Et le 21 février, les premières attaques allemandes de l’offensive de von Manstein sont lancées. Les divisions de l’armée Rouge se désagrègent, se transforment en une masse confuse de petites unités qui, isolées les unes des autres, reculent individuellement, sans coordonner leur retraite et leurs actions.

Les divisions SS – la Grossdeutschland – bien équipées, attaquent au nord, avancent vers le Donetz.

Les Russes évacuent vers Kharkov, le 13 mars 1943, et Bielgorod le 16.

Est-ce possible ?

Le cauchemar des printemps 1941 et 1942 va-t-il recommencer ?

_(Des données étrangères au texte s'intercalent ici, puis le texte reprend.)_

PR #1239, opened 2023-05-17
Fix torch.distributed import in vicregl_loss.py

ibro45:


guarin (approved):
Oh, good find! Thanks a lot for the PR.

PR #1246, opened 2023-05-24
Update self-supervised learning docs

philippmwirth:
# Update self-supervised learning docs

Update the self-supervised learning docs to use transforms instead of collate functions.

### DIFF
--- a/docs/source/getting_started/lightly_at_a_glance.rst
+++ b/docs/source/getting_started/lightly_at_a_glance.rst
@@ -26,7 +26,7 @@ For example, the transforms below will apply the SimCLR image transform to the i
 
     from lightly.transforms.simclr_transform import SimCLRTransform
 
-    # The following transform will return two augmented image per input image.
+    # The following transform will return two augmented images per input image.
     transform = SimCLRTransform()
 
 Let's now load an image dataset and create a PyTorch dataloader.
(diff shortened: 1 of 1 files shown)


docs/source/getting_started/lightly_at_a_glance.rst
```diff
@@ -7,49 +7,46 @@ Lightly is a computer vision framework for training deep learning models using s
...
+For example, the transforms below will apply the SimCLR image transform to the input images.
 
 .. code-block:: python
 
-    import lightly.data as data
+    from lightly.transforms.simclr_transform import SimCLRTransform
 
-    # the collate function applies random transforms to the input images
-    collate_fn = data.ImageCollateFunction(input_size=32, cj_prob=0.5)
+    # The following transform will return two augmented image per input image.
```
guarin, line 29:
```suggestion
    # The following transform will return two augmented images per input image.
```

guarin (approved):
One typo, otherwise LGTM! I'll already approve.

Note that this part is no longer true:
> .. note:: You can also use a custom PyTorch `Dataset` instead of the 
          `LightlyDataset`. Just make sure your `Dataset` implementation returns
          a tuple of **(sample, target, filename)** to support the basic functions
          for training models. See :py:class:`lightly.data.dataset`
          for more information.

With the switch to transforms one can also just use the default torchvision datasets or a custom dataset without the `(sample, target, filename)` restriction. To make it work we have to adapt the dataloader loops from this:
```
for (x0, x1), _, _ in dataloader:
    ...
```
To this:
```
for batch in dataloader:
    (x0, x1) = batch[0]
     ...
```
Then we automatically support lightly datasets that return `(views, target, filename)` or any other dataset that returns the views as first item.

We can change this either in this PR or a follow-up, as you prefer.

PR #1250, opened 2023-05-25
Deprecate ApiWorkflowClient.selection

huan-lightly-0:
Deprecating `ApiWorkflowClient.selection`. Triggering selections from the API client will not be supported soon.


lightly/api/api_workflow_selection.py
```diff
@@ -82,6 +82,13 @@ def selection(
 
         """
 
+        warnings.warn(
```
MalteEbner, line 85: If you want, you can already remove the selection() method in this PR, otherwise, it is telling to use another deprecated method.

MalteEbner (approved):
LGTM

lightly/api/api_workflow_selection.py
huan-lightly-0: Added this to #1251. Will get that merged first.

PR #1251, opened 2023-05-25
lig-3363: Remove active learning

huan-lightly-0:
Removing most code for active learning since it's deprecated.

`SelectionConfig` is kept for now and will be cleaned up when `ApiWorkflowClient.selection` is removed.


MalteEbner (commented):
I would delete the whole file and everywhere it is called. The dataset and embedding upload via pip package is deprecated anyways, users should use the docker for it instead.

huan-lightly-0:
I updated this PR and deleted most code for active learning. There's just one thing I'm not sure about: `BoundingBox` is referenced in other pieces of code, so I moved it to `lightly.utils.bounding_box`. I suppose this is okay?

MalteEbner (approved):
I love to see this <3

> BoundingBox is referenced in other pieces of code, so I moved it to lightly.utils.bounding_box

That is a good solution, well done.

Pour les Allemands, cette offensive Manstein, c’est le « miracle du Donetz ».

Déjà, au grand état-major de la Wehrmacht, on retrouve l’assurance dans l’invincibilité allemande que le désastre de Stalingrad avait mise en cause.


Et les généraux et maréchaux du Führer commencent à envisager une nouvelle offensive d’été.